File Repo Direct Import
packages/cosmos/src/client.ts common-plat @azure/cosmos
packages/cosmos/src/containers.ts common-plat @azure/cosmos
services/platform-service/src/modules/*/repository.ts (56 files) common-plat Via @bytelyst/cosmos
services/extraction-service/src/modules/*/repository.ts (2 files) common-plat Via @bytelyst/cosmos
dashboards/admin-web/src/lib/cosmos.ts common-plat @azure/cosmos
dashboards/admin-web/src/lib/repositories/*.ts (4 files) common-plat Via cosmos.ts
mindlyst-native/web/src/lib/cosmos.ts MindLyst @azure/cosmos

TypeScript — @azure/storage-blob

File Repo Direct Import
packages/blob/src/blob.ts common-plat @azure/storage-blob

TypeScript — @azure/identity + @azure/keyvault-secrets

File Repo Direct Import
packages/config/src/keyvault.ts common-plat Dynamic import (both)
dashboards/admin-web/src/app/api/ops/secrets/route.ts common-plat Both (Secrets Manager UI)

Python — Azure SDKs

File Repo SDK
src/audio/azure_stt.py LysnrAI azure.cognitiveservices.speech
src/cloud/cosmos_client.py LysnrAI azure.cosmos
src/cloud/blob_client.py LysnrAI azure.storage.blob
src/secrets/keyvault.py LysnrAI azure.identity, azure.keyvault.secrets
backend/src/secrets/keyvault.py LysnrAI azure.identity, azure.keyvault.secrets
backend/src/cloud/cosmos.py LysnrAI azure.cosmos
src/llm/text_cleaner.py LysnrAI openai.AzureOpenAI
backend/src/clients/openai_client.py LysnrAI openai.AsyncAzureOpenAI

Swift — Azure Speech SDK

File Repo SDK
iosApp/Services/AzureSpeechTranscriber.swift MindLyst MicrosoftCognitiveServicesSpeech
LysnrAI/LysnrKeyboard/KeyboardViewController.swift LysnrAI SPX framework (via CocoaPods)

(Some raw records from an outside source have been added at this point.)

Issue #8868, opened 2018-01-10
On renameColumn throw error if defaultValue CURRENT_TIMESTAMP


usebaz:
## What are you doing?
I run migration with code:

```js
await queryInterface.renameColumn(tableName, 'timestamp', 'updated_timestamp');
```

## What do you expect to happen?
Migration successfully applied

## What is actually happening?
Throw error:
```
{
  Error: Invalid default value for 'updated_timestamp'
  code: 'ER_INVALID_DEFAULT',
  errno: 1067,
  sqlState: '42000',
  sqlMessage: 'Invalid default value for \'updated_timestamp\'',
  sql: 'ALTER TABLE `billing_apple_callback` CHANGE `timestamp` `updated_timestamp` DATETIME NOT NULL DEFAULT \'CURRENT_TIMESTAMP\';'
}
```

SQL: ``ALTER TABLE `billing_apple_callback` CHANGE `timestamp` `updated_timestamp` DATETIME NOT NULL DEFAULT \'CURRENT_TIMESTAMP\';``

__Dialect:__ mysql
__Dialect version:__ musql2@1.5.1
__Database version:__ 5.7.13
__Sequelize version:__ 4.31.0
__Tested with latest release:__ No

If change sql to ``ALTER TABLE `billing_apple_callback` CHANGE `timestamp` `updated_timestamp` DATETIME NOT NULL DEFAULT CURRENT_TIMESTAMP;`` all be fine. Error in `\'`around `CURRENT_TIMESTAMP`.

sushantdhiman:
I think you have set `defaultValue` for this attribute to `CURRENT_TIMESTAMP`, remove that and let Sequelize handle it

usebaz:
@sushantdhiman where I set `defaultValue`?

sushantdhiman:
For `timestamp`, how its defined?

usebaz:
In DB it have `defaultValue: CURRENT_TIMESTAMP` but in migration I not set this value.

sushantdhiman:
Shouldn't matter, its an issue with improper escaping, right? Tagging as bug

usebaz:
Yes it about escapin.
Sequelize must generate sql:
``ALTER TABLE `billing_apple_callback` CHANGE `timestamp` `updated_timestamp` DATETIME NOT NULL DEFAULT CURRENT_TIMESTAMP;``

[...]

PR #10525, opened 2019-03-09
fix(mysql): issue with MySQL, TIMESTAMPS, and CURRENT_TIMESTAMP

garrinmf:
### Pull Request check-list

- [ x] Does the description below contain a link to an existing issue (Closes #[issue]) or a description of the issue you are solving?
- [ x] Have you added new tests to prevent regressions?
- [ x] Did you follow the commit message conventions explained in [CONTRIBUTING.md](https://github.com/sequelize/sequelize/blob/master/CONTRIBUTING.md)?

### Description of change

Do not quote CURRENT_TIMESTAMP when it's being used with MySQL.  I think it's safe to never do this.  If I knew where to scope this to 'defaultValue' I'd feel safer?

See #8868, attempting to fix this issue.

### DIFF
--- a/lib/sql-string.js
+++ b/lib/sql-string.js
@@ -66,6 +66,10 @@ function escape(val, timeZone, dialect, format) {
     throw new Error(`Invalid value ${util.inspect(val)}`);
   }
 
+  if (dialect === 'mysql' && val === 'CURRENT_TIMESTAMP') {
+    return val;
+  }
+
   if (dialect === 'postgres' || dialect === 'sqlite' || dialect === 'mssql') {
     // http://www.postgresql.org/docs/8.2/static/sql-syntax-lexical.html#SQL-SYNTAX-STRINGS
     // http://stackoverflow.com/q/603572/130598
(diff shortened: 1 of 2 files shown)


lib/sql-string.js
```diff
@@ -66,6 +66,10 @@ function escape(val, timeZone, dialect, format) {
     throw new Error(`Invalid value ${util.inspect(val)}`);
   }
 
+  if (dialect === 'mysql' && val === 'CURRENT_TIMESTAMP') {
```
SimonSchick: Hardcoding specific values seems kind of hacky, we should probably handle this at a higher level or at least have a specific list.
I'm not an expect in this regard but aren't there other 'magic' default values too?

SimonSchick: See https://dev.mysql.com/doc/refman/8.0/en/data-type-defaults.html

SimonSchick:
Also have you tried using `literal` instead?

SimonSchick:
Tested locally, you should be using `literal('CURRENT_TIMESTAMP')` here.

garrinmf:
@SimonSchick, I realize that the ticket I linked to is long and varying but below is the specific case I'm testing against in my development:

* **Existing Column**: in users defined as `created_when      TIMESTAMP NOT NULL DEFAULT CURRENT_TIMESTAMP`
* **migration**: `queryInterface.renameColumn('users', 'created_when', 'created_at')` 
* **output logs**: `Executing (default): ALTER TABLE `users` CHANGE `created_when` `created_at` TIMESTAMP NOT NULL DEFAULT 'CURRENT_TIMESTAMP';`
* **error**: `ERROR: Invalid default value for 'created_at'`

I've used `literal` successfully in other cases but in this case something gets lost in the translation of existing column metadata?

readysetawesome:
I'm having the same problem as @garrinmf and it is a huge pain in the ass for such a totally reasonable use case.

PR #10532, opened 2019-03-10
chore: enforce stricter linting

SimonSchick:
### Pull Request check-list

### Description of change

- See enabled lint rules for rough overview.
  - `no-invalid-this` required some refactors but made the code overall much more understable in many places.
- Deduped `Query` class constructors
- Removed `_.partial` in favour of arrow functions (partial was hella confusing)

### DIFF
--- a/.eslintrc.json
+++ b/.eslintrc.json
@@ -102,11 +102,22 @@
     "one-var-declaration-per-line": "error",
     "comma-dangle": "error",
     "no-shadow": "warn",
-    "camelcase": "warn",
+    "camelcase": "error",
     "prefer-template": "error",
     "no-else-return": ["error", { "allowElseIf": false }],
     "no-lonely-if": "error",
-    "no-this-before-super": "error"
+    "no-this-before-super": "error",
+    "no-throw-literal": "error",
+    "prefer-promise-reject-errors": "error",
+    "no-invalid-this": "error",
+    "radix": "error",
+    "no-with": "error",
+    "no-useless-concat": "error",
+    "no-useless-catch": "error",
+    "no-useless-call": "error",
+    "no-unused-expressions": "error",
+    "no-sequences": "error",
+    "no-self-compare": "error"
   },
   "parserOptions": {
     "ecmaVersion": 6,
@@ -133,5 +144,5 @@
   //   "Model": true,
   //   "QueryInterface": true,
   //   "QueryType": true
-  // }
+  // },
 }
--- a/lib/dialects/sqlite/query-interface.js
+++ b/lib/dialects/sqlite/query-interface.js
@@ -18,6 +18,7 @@ const QueryTypes = require('../../query-types');
   It will create a backup of the table, drop the table afterwards and create a
   new table with the same name but without the obsolete column.
 
+  @param  {QueryInterface} qi
   @param  {string} tableName     The name of the table.
   @param  {string} attributeName The name of the attribute that we want to remove.
   @param  {Object} options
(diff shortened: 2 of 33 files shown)


.eslintrc.json
```diff
@@ -121,17 +132,4 @@
     "mocha": true,
     "es6": true
   }
-  // "globals": {
```
sushantdhiman: keep these, they are used for jsdoc linting

SimonSchick: Ah, I was wondering what these were for, but why are they disabled?

sushantdhiman: jsdoc linting is not enable for now

SimonSchick:
Also I noticed a few tests are failing where I removed `parseInt`, this isn't unexpected.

Appendix B: SDK & Package Inventory

npm packages (TypeScript)

Package Version Used By Swappable
@azure/cosmos ≥4.0.0 @bytelyst/cosmos, admin-web, MindLyst web Medium (query rewrite)
@azure/storage-blob ≥12.0.0 @bytelyst/blob Easy (S3 compat)
@azure/identity latest @bytelyst/config, admin-web secrets Easy (remove)
@azure/keyvault-secrets latest @bytelyst/config, admin-web secrets Easy (remove)

pip packages (Python)

Package Version Used By Swappable
azure-cognitiveservices-speech ≥1.42.0 Desktop STT Hard (deep SDK integration)
azure-cosmos latest Desktop + backend Cosmos client Medium (pymongo swap)
azure-storage-blob ≥12.24.0 Desktop blob client Easy (boto3 swap)
azure-identity ≥1.19.0 Key Vault auth Easy (remove)
azure-keyvault-secrets ≥4.9.0 Secrets resolver Easy (remove)
openai ≥1.60.0 AzureOpenAI / AsyncAzureOpenAI Trivial (change class name)
opencensus-ext-azure ≥1.1.0 Optional telemetry Trivial (remove)

Swift packages / CocoaPods

Package Used By Swappable
MicrosoftCognitiveServicesSpeech (SPX) LysnrAI iOS, MindLyst iOS Hard (need alternative streaming STT)

Document generated by automated codebase analysis. Numbers are accurate as of 2026-03-01. Update as the codebase evolves.